§ Exercise details
Copy each line of the entries that includes the word "help".

Saved entries:
::::::::

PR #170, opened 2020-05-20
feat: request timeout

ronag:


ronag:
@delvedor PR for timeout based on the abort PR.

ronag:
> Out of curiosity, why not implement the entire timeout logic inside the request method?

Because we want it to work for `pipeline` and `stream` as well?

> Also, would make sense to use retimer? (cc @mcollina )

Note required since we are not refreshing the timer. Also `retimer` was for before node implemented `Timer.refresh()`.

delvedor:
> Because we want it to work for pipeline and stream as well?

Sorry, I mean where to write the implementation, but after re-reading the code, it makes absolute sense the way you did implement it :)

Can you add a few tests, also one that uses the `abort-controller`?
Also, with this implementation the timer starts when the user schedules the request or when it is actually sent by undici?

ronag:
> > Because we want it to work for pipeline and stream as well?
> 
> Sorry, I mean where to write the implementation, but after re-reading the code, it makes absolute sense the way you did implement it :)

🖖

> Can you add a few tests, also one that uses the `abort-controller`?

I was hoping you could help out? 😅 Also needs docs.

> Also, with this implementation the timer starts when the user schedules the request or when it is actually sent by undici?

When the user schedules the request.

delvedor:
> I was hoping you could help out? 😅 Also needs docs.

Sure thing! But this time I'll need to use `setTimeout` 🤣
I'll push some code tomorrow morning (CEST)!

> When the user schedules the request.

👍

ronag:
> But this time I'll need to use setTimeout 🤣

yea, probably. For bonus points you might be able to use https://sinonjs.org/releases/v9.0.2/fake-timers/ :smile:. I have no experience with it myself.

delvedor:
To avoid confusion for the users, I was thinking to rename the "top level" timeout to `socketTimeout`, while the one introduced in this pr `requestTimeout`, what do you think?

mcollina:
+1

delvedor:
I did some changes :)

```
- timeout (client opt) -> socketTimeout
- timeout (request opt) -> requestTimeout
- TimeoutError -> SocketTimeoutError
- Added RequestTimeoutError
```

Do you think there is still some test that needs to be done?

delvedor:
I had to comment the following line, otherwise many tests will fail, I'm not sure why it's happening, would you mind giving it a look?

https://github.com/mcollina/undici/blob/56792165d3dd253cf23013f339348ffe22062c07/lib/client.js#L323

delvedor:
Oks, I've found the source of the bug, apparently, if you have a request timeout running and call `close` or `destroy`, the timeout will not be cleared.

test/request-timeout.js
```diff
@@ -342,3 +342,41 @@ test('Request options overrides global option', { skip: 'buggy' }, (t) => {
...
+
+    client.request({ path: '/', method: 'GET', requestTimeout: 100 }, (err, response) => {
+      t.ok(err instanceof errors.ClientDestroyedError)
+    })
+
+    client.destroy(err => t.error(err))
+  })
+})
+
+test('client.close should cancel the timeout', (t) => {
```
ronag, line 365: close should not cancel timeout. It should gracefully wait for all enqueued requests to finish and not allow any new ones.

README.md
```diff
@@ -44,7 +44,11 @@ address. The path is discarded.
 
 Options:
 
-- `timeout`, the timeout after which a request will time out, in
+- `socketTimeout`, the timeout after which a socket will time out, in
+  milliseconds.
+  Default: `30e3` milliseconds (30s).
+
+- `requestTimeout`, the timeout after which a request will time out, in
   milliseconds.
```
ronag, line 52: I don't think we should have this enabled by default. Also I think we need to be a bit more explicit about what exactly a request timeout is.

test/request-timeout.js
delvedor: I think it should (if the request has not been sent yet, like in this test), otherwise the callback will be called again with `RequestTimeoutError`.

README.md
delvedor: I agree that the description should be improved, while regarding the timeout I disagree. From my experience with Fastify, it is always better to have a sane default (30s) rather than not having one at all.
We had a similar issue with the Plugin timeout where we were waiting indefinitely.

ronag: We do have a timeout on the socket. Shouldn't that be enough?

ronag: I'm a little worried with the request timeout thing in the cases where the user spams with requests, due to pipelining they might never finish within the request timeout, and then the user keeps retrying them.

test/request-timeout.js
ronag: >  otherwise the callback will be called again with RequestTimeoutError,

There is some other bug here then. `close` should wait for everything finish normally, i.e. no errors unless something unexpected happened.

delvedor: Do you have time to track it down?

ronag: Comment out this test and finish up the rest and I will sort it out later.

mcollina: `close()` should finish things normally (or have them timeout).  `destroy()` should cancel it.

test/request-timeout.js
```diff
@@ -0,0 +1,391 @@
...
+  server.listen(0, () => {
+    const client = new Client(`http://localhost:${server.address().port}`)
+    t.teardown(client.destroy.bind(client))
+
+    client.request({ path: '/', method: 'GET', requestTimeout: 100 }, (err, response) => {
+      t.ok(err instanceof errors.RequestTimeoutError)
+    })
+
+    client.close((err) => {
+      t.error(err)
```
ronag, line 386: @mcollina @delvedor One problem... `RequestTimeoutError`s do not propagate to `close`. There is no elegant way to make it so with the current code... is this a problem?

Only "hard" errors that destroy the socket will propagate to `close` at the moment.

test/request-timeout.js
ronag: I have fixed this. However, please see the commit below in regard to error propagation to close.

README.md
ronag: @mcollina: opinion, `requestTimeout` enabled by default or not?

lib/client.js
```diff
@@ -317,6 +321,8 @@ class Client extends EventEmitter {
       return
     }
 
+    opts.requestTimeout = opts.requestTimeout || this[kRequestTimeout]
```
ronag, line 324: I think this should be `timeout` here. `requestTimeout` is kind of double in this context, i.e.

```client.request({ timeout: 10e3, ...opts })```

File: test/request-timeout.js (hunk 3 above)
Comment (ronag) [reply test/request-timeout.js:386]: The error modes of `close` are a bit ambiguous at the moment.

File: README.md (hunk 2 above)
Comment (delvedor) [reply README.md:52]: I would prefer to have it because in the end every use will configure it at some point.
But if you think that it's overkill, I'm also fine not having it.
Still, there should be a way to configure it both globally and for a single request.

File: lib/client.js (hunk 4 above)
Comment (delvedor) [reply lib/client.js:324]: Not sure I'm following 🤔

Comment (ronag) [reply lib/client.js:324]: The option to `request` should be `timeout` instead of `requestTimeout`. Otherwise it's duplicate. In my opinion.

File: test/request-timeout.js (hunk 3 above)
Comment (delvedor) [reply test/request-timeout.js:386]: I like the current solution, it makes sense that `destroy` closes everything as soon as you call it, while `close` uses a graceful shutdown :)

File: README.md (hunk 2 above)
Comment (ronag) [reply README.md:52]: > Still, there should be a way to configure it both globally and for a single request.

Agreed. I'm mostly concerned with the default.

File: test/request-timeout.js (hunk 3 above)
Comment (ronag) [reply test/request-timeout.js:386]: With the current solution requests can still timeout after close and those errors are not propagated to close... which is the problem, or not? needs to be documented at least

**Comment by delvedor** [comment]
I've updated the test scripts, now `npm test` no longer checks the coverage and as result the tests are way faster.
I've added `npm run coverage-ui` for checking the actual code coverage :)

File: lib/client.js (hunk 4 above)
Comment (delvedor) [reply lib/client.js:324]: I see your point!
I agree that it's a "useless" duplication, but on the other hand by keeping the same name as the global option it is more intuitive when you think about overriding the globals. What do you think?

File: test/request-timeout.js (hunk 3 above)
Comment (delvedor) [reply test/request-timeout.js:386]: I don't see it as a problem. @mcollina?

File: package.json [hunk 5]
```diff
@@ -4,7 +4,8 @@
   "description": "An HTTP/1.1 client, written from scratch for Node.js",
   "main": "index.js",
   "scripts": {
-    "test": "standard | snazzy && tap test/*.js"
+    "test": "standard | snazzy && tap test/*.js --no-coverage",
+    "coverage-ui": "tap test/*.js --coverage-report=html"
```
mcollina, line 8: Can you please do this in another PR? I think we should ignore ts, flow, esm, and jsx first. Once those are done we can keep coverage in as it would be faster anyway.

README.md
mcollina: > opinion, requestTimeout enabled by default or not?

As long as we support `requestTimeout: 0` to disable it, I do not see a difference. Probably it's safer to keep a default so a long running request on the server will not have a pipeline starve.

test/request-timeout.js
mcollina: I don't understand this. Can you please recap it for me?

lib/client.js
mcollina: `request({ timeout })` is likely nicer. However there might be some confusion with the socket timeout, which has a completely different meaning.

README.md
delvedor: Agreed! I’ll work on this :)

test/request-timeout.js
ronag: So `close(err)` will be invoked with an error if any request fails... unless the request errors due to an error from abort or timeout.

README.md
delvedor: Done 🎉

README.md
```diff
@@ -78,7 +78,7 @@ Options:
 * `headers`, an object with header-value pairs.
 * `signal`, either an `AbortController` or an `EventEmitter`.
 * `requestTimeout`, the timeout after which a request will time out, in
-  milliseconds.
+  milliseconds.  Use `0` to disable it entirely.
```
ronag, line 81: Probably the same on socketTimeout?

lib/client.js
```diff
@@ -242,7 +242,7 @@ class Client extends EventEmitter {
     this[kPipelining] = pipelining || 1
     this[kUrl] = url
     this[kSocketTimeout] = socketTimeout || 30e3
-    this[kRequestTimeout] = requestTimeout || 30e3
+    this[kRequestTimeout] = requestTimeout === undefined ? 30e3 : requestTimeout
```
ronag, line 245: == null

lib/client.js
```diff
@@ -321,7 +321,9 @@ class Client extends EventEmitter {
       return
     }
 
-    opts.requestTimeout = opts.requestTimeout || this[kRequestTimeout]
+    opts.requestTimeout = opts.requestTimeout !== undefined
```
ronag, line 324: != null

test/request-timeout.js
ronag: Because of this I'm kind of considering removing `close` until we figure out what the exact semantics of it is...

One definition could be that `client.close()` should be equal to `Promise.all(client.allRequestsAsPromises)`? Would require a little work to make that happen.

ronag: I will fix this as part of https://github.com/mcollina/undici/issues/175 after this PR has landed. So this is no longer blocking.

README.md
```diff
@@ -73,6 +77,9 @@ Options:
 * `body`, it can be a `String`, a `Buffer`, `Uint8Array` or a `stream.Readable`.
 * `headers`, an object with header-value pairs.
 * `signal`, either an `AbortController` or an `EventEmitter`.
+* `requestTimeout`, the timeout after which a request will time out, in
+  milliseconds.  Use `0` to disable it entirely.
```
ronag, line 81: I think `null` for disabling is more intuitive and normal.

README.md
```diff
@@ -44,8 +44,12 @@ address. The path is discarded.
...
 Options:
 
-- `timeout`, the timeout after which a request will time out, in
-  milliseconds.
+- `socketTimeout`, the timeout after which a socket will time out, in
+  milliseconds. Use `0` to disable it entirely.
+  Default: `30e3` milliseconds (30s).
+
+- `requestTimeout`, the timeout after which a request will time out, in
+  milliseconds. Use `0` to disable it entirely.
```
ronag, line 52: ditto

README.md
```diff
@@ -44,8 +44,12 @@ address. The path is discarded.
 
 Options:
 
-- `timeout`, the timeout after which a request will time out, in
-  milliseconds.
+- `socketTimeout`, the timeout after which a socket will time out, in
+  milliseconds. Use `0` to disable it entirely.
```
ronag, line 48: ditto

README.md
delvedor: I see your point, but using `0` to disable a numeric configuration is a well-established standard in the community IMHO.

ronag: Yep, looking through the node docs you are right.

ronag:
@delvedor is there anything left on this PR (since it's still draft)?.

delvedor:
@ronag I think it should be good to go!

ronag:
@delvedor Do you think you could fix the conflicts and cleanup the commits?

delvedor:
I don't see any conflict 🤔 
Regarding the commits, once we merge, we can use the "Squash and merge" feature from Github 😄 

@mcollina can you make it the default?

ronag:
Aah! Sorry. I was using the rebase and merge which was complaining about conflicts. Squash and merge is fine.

::::::::

§ Task response
I was hoping you could help out? 😅 Also needs docs.
> I was hoping you could help out? 😅 Also needs docs.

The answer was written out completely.